What is required = Each entry must be restated exactly as it appears.

Data shown =
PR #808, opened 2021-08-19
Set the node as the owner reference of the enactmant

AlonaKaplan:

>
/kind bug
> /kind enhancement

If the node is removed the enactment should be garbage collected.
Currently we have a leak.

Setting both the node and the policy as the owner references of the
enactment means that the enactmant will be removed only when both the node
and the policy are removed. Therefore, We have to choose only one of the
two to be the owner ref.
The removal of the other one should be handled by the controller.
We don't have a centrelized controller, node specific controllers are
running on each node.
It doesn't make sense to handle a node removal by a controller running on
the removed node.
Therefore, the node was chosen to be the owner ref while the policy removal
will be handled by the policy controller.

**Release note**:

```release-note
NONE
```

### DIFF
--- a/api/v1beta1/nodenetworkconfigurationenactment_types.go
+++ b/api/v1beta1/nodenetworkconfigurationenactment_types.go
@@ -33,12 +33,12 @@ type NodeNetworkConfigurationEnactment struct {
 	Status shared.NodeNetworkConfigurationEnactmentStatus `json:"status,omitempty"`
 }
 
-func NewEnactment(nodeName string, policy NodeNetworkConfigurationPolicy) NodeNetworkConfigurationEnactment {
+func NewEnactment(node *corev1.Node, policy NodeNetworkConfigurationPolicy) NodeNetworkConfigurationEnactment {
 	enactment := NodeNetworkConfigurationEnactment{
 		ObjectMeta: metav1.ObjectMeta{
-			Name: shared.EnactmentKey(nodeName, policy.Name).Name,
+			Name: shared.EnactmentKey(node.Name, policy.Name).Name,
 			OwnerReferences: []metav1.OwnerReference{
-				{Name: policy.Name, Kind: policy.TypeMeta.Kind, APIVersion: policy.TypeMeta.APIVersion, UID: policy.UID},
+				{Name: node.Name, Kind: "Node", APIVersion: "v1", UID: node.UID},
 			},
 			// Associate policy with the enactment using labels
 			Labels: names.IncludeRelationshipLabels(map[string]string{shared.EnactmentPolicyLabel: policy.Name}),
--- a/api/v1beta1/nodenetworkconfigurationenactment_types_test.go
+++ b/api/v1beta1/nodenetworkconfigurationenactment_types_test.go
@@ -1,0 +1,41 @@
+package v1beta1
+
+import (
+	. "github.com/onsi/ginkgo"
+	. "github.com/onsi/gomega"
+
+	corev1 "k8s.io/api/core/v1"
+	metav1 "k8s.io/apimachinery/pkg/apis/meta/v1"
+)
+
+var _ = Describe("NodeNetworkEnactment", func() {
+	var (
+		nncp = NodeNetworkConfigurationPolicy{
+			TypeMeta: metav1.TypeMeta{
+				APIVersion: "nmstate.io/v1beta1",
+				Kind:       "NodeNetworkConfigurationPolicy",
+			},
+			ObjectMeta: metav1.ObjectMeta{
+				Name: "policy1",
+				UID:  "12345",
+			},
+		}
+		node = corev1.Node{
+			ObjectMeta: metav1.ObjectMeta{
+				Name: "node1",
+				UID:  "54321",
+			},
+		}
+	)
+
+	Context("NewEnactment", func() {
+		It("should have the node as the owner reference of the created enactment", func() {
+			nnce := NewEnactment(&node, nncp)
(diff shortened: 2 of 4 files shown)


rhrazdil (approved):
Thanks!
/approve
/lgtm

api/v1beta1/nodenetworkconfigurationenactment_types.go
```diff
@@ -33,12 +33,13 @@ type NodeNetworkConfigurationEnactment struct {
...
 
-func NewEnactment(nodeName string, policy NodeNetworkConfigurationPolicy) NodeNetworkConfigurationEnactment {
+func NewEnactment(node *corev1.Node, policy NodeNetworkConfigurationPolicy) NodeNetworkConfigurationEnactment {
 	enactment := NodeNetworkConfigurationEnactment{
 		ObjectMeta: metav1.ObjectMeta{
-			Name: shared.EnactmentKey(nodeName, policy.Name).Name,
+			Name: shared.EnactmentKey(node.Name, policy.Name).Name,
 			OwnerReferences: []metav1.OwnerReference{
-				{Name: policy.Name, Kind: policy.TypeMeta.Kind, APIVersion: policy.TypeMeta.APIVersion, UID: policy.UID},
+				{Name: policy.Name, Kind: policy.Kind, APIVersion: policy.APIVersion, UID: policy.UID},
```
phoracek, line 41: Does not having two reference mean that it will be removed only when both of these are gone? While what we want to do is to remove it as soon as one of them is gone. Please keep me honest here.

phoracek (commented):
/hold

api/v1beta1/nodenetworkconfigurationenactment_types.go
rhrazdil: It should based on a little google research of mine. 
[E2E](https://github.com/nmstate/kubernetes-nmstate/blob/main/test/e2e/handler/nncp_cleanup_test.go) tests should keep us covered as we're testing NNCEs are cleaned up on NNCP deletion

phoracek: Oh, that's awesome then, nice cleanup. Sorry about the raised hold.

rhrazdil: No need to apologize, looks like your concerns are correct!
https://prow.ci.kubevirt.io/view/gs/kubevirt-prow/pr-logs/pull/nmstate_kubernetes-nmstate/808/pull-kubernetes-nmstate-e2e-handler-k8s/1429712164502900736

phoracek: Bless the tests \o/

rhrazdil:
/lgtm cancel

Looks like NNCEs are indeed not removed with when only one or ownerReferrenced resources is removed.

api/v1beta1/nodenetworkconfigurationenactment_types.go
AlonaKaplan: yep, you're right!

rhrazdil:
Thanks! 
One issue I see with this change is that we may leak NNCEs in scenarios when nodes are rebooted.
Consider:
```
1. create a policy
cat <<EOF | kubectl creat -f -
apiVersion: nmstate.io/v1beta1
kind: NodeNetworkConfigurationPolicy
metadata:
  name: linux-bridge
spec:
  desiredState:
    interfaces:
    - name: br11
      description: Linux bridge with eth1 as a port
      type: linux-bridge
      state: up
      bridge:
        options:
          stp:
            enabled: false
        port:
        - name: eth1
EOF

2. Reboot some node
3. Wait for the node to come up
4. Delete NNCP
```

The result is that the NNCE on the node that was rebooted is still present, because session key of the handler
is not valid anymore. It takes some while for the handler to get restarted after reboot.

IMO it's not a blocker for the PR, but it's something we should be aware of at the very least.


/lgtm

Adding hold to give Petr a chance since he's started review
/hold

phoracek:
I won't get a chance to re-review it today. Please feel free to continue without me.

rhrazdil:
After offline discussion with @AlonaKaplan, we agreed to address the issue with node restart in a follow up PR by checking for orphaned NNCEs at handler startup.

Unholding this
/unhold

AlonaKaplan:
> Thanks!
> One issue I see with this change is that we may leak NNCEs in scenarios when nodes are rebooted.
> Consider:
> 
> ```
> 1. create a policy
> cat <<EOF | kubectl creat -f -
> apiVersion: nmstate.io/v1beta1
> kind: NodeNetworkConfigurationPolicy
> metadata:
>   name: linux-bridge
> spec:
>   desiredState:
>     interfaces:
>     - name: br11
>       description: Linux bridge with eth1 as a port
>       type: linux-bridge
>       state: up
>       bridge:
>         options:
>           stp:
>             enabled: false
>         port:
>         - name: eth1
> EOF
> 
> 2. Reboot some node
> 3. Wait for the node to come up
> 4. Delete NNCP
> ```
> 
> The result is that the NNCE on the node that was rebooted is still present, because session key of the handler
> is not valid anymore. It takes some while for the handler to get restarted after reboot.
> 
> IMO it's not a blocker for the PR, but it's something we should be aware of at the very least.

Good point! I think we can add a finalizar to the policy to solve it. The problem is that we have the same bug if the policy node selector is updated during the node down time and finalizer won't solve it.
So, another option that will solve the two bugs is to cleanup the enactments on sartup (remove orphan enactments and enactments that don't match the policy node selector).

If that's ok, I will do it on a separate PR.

Worked solution =
PR #808, opened 2021-08-19
Set the node as the owner reference of the enactmant

AlonaKaplan:

>
/kind bug
> /kind enhancement

If the node is removed the enactment should be garbage collected.
Currently we have a leak.

Setting both the node and the policy as the owner references of the
enactment means that the enactmant will be removed only when both the node
and the policy are removed. Therefore, We have to choose only one of the
two to be the owner ref.
The removal of the other one should be handled by the controller.
We don't have a centrelized controller, node specific controllers are
running on each node.
It doesn't make sense to handle a node removal by a controller running on
the removed node.
Therefore, the node was chosen to be the owner ref while the policy removal
will be handled by the policy controller.

**Release note**:

```release-note
NONE
```

### DIFF
--- a/api/v1beta1/nodenetworkconfigurationenactment_types.go
+++ b/api/v1beta1/nodenetworkconfigurationenactment_types.go
@@ -33,12 +33,12 @@ type NodeNetworkConfigurationEnactment struct {
 	Status shared.NodeNetworkConfigurationEnactmentStatus `json:"status,omitempty"`
 }
 
-func NewEnactment(nodeName string, policy NodeNetworkConfigurationPolicy) NodeNetworkConfigurationEnactment {
+func NewEnactment(node *corev1.Node, policy NodeNetworkConfigurationPolicy) NodeNetworkConfigurationEnactment {
 	enactment := NodeNetworkConfigurationEnactment{
 		ObjectMeta: metav1.ObjectMeta{
-			Name: shared.EnactmentKey(nodeName, policy.Name).Name,
+			Name: shared.EnactmentKey(node.Name, policy.Name).Name,
 			OwnerReferences: []metav1.OwnerReference{
-				{Name: policy.Name, Kind: policy.TypeMeta.Kind, APIVersion: policy.TypeMeta.APIVersion, UID: policy.UID},
+				{Name: node.Name, Kind: "Node", APIVersion: "v1", UID: node.UID},
 			},
 			// Associate policy with the enactment using labels
 			Labels: names.IncludeRelationshipLabels(map[string]string{shared.EnactmentPolicyLabel: policy.Name}),
--- a/api/v1beta1/nodenetworkconfigurationenactment_types_test.go
+++ b/api/v1beta1/nodenetworkconfigurationenactment_types_test.go
@@ -1,0 +1,41 @@
+package v1beta1
+
+import (
+	. "github.com/onsi/ginkgo"
+	. "github.com/onsi/gomega"
+
+	corev1 "k8s.io/api/core/v1"
+	metav1 "k8s.io/apimachinery/pkg/apis/meta/v1"
+)
+
+var _ = Describe("NodeNetworkEnactment", func() {
+	var (
+		nncp = NodeNetworkConfigurationPolicy{
+			TypeMeta: metav1.TypeMeta{
+				APIVersion: "nmstate.io/v1beta1",
+				Kind:       "NodeNetworkConfigurationPolicy",
+			},
+			ObjectMeta: metav1.ObjectMeta{
+				Name: "policy1",
+				UID:  "12345",
+			},
+		}
+		node = corev1.Node{
+			ObjectMeta: metav1.ObjectMeta{
+				Name: "node1",
+				UID:  "54321",
+			},
+		}
+	)
+
+	Context("NewEnactment", func() {
+		It("should have the node as the owner reference of the created enactment", func() {
+			nnce := NewEnactment(&node, nncp)
(diff shortened: 2 of 4 files shown)


rhrazdil (approved):
Thanks!
/approve
/lgtm

api/v1beta1/nodenetworkconfigurationenactment_types.go
```diff
@@ -33,12 +33,13 @@ type NodeNetworkConfigurationEnactment struct {
...
 
-func NewEnactment(nodeName string, policy NodeNetworkConfigurationPolicy) NodeNetworkConfigurationEnactment {
+func NewEnactment(node *corev1.Node, policy NodeNetworkConfigurationPolicy) NodeNetworkConfigurationEnactment {
 	enactment := NodeNetworkConfigurationEnactment{
 		ObjectMeta: metav1.ObjectMeta{
-			Name: shared.EnactmentKey(nodeName, policy.Name).Name,
+			Name: shared.EnactmentKey(node.Name, policy.Name).Name,
 			OwnerReferences: []metav1.OwnerReference{
-				{Name: policy.Name, Kind: policy.TypeMeta.Kind, APIVersion: policy.TypeMeta.APIVersion, UID: policy.UID},
+				{Name: policy.Name, Kind: policy.Kind, APIVersion: policy.APIVersion, UID: policy.UID},
```
phoracek, line 41: Does not having two reference mean that it will be removed only when both of these are gone? While what we want to do is to remove it as soon as one of them is gone. Please keep me honest here.

phoracek (commented):
/hold

api/v1beta1/nodenetworkconfigurationenactment_types.go
rhrazdil: It should based on a little google research of mine. 
[E2E](https://github.com/nmstate/kubernetes-nmstate/blob/main/test/e2e/handler/nncp_cleanup_test.go) tests should keep us covered as we're testing NNCEs are cleaned up on NNCP deletion

phoracek: Oh, that's awesome then, nice cleanup. Sorry about the raised hold.

rhrazdil: No need to apologize, looks like your concerns are correct!
https://prow.ci.kubevirt.io/view/gs/kubevirt-prow/pr-logs/pull/nmstate_kubernetes-nmstate/808/pull-kubernetes-nmstate-e2e-handler-k8s/1429712164502900736

phoracek: Bless the tests \o/

rhrazdil:
/lgtm cancel

Looks like NNCEs are indeed not removed with when only one or ownerReferrenced resources is removed.

api/v1beta1/nodenetworkconfigurationenactment_types.go
AlonaKaplan: yep, you're right!

rhrazdil:
Thanks! 
One issue I see with this change is that we may leak NNCEs in scenarios when nodes are rebooted.
Consider:
```
1. create a policy
cat <<EOF | kubectl creat -f -
apiVersion: nmstate.io/v1beta1
kind: NodeNetworkConfigurationPolicy
metadata:
  name: linux-bridge
spec:
  desiredState:
    interfaces:
    - name: br11
      description: Linux bridge with eth1 as a port
      type: linux-bridge
      state: up
      bridge:
        options:
          stp:
            enabled: false
        port:
        - name: eth1
EOF

2. Reboot some node
3. Wait for the node to come up
4. Delete NNCP
```

The result is that the NNCE on the node that was rebooted is still present, because session key of the handler
is not valid anymore. It takes some while for the handler to get restarted after reboot.

IMO it's not a blocker for the PR, but it's something we should be aware of at the very least.


/lgtm

Adding hold to give Petr a chance since he's started review
/hold

phoracek:
I won't get a chance to re-review it today. Please feel free to continue without me.

rhrazdil:
After offline discussion with @AlonaKaplan, we agreed to address the issue with node restart in a follow up PR by checking for orphaned NNCEs at handler startup.

Unholding this
/unhold

AlonaKaplan:
> Thanks!
> One issue I see with this change is that we may leak NNCEs in scenarios when nodes are rebooted.
> Consider:
> 
> ```
> 1. create a policy
> cat <<EOF | kubectl creat -f -
> apiVersion: nmstate.io/v1beta1
> kind: NodeNetworkConfigurationPolicy
> metadata:
>   name: linux-bridge
> spec:
>   desiredState:
>     interfaces:
>     - name: br11
>       description: Linux bridge with eth1 as a port
>       type: linux-bridge
>       state: up
>       bridge:
>         options:
>           stp:
>             enabled: false
>         port:
>         - name: eth1
> EOF
> 
> 2. Reboot some node
> 3. Wait for the node to come up
> 4. Delete NNCP
> ```
> 
> The result is that the NNCE on the node that was rebooted is still present, because session key of the handler
> is not valid anymore. It takes some while for the handler to get restarted after reboot.
> 
> IMO it's not a blocker for the PR, but it's something we should be aware of at the very least.

Good point! I think we can add a finalizar to the policy to solve it. The problem is that we have the same bug if the policy node selector is updated during the node down time and finalizer won't solve it.
So, another option that will solve the two bugs is to cleanup the enactments on sartup (remove orphan enactments and enactments that don't match the policy node selector).

If that's ok, I will do it on a separate PR.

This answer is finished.